The records ::
------

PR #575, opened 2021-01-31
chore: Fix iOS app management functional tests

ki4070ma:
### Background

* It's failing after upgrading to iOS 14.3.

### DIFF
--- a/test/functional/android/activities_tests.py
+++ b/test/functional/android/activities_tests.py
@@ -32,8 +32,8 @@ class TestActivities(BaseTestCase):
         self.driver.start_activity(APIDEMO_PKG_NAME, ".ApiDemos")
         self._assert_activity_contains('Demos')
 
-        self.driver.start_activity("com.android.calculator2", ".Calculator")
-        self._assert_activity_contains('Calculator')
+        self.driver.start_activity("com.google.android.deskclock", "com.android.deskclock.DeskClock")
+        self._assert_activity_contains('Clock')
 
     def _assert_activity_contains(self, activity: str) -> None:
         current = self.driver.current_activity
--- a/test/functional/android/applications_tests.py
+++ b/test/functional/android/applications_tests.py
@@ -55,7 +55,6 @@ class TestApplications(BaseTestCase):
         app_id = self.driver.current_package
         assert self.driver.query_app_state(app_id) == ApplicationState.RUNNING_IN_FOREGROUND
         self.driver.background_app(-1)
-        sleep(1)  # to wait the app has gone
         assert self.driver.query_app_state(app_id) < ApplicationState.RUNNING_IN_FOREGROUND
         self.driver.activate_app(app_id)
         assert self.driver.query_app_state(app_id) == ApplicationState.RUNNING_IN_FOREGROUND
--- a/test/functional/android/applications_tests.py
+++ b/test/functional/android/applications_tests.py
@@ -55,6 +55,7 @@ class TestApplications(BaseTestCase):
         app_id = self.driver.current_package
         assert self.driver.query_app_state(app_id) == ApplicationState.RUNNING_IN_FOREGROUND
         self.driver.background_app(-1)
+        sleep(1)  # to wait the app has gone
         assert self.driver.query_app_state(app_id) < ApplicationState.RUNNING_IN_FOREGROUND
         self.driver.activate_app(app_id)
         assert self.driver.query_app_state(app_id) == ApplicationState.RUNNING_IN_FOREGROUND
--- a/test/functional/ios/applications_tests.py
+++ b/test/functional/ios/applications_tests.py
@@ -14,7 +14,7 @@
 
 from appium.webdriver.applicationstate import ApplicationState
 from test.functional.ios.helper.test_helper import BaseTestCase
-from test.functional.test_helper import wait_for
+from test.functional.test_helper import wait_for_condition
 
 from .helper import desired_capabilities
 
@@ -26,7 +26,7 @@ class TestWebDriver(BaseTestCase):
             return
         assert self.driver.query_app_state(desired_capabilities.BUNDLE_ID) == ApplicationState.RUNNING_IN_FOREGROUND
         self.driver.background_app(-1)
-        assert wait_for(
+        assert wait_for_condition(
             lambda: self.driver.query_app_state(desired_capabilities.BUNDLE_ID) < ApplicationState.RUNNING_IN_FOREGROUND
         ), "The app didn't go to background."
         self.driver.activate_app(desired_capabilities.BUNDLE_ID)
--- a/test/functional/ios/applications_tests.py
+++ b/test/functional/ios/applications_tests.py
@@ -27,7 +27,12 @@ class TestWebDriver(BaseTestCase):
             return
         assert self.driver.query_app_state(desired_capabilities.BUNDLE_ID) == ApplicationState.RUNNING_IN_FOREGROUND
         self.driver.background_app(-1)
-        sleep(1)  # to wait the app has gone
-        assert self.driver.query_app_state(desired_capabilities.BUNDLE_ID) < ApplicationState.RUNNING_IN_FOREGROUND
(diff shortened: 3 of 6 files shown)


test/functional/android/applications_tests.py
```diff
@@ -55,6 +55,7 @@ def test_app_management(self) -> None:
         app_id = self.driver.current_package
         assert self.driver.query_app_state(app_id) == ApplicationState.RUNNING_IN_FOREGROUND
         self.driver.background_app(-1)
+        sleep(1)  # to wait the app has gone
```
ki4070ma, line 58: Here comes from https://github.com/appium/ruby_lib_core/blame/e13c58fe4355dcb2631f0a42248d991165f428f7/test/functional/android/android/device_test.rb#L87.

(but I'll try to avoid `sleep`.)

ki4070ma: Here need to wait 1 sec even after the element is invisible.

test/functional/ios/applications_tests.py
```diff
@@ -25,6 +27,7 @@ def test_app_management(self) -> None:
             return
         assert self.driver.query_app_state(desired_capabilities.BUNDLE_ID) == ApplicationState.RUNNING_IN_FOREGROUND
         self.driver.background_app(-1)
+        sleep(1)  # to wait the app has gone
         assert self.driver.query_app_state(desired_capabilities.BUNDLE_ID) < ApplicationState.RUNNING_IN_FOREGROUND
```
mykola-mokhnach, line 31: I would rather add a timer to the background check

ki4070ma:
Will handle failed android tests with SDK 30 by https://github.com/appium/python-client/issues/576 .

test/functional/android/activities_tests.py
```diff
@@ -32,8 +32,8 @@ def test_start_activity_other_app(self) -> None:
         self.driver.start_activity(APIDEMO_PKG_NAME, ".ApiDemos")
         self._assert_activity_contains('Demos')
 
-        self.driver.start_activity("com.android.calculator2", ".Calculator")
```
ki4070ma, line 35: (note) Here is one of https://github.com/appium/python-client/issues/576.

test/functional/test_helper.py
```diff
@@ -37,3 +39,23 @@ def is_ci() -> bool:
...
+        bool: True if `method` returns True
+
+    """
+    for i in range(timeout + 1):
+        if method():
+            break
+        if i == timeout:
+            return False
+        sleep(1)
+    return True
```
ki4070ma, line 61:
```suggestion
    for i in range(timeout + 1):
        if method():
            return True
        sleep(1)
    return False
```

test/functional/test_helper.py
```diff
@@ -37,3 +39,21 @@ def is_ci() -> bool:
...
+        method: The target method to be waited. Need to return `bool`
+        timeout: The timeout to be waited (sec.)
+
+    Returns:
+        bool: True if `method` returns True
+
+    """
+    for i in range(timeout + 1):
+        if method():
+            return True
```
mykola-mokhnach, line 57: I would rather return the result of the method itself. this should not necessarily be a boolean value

------

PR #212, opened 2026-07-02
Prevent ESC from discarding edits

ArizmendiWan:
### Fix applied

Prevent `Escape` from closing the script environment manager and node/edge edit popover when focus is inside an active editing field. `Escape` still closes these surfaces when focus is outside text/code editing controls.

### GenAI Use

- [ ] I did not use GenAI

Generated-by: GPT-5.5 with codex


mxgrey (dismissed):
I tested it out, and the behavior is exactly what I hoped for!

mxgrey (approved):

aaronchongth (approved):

------

Return only the number of lines above that include the word "method".

Task answer :: 7